┌──
PR #7602, opened 2025-03-10
Add devcontainer support, backed by pixi

jtpio:
Looking into reducing friction for contributing to the repo, so folks can use GitHub Codespaces if they would like to.

Also add basic support for pixi, although not officially documented in the contributing guide yet.


jtpio:
Getting this one in to be able to use for small tasks. Will iterate on the setup if more things need to be fixed or improved.

PR #7608, opened 2025-03-13
Add pixi step to the update workflow

jtpio:
To keep the `pixi.lock` file in sync too.


jtpio:
Used this branch for https://github.com/jupyter/notebook/pull/7614, which seemed to be behaving as expected ✅

PR #7618, opened 2025-03-25
Update to JupyterLab v4.4.0rc0

jtpio:
New JupyterLab release [v4.4.0rc0](https://github.com/jupyterlab/jupyterlab/releases/tag/v4.4.0rc0) is available. Please review the lock file carefully.


jtpio:
Need to check why the kernels section is at the bottom now:

image

jtpio:
> Need to check why the kernels section is at the bottom now:

This may have just been a one-off thing as this seems to be fine now:

image


But maybe some read issue or race condition to investigate at some point.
└──
Tally the lines of the records that hold the word "section" and output only the total.

[PROBLEM SOLUTION] 2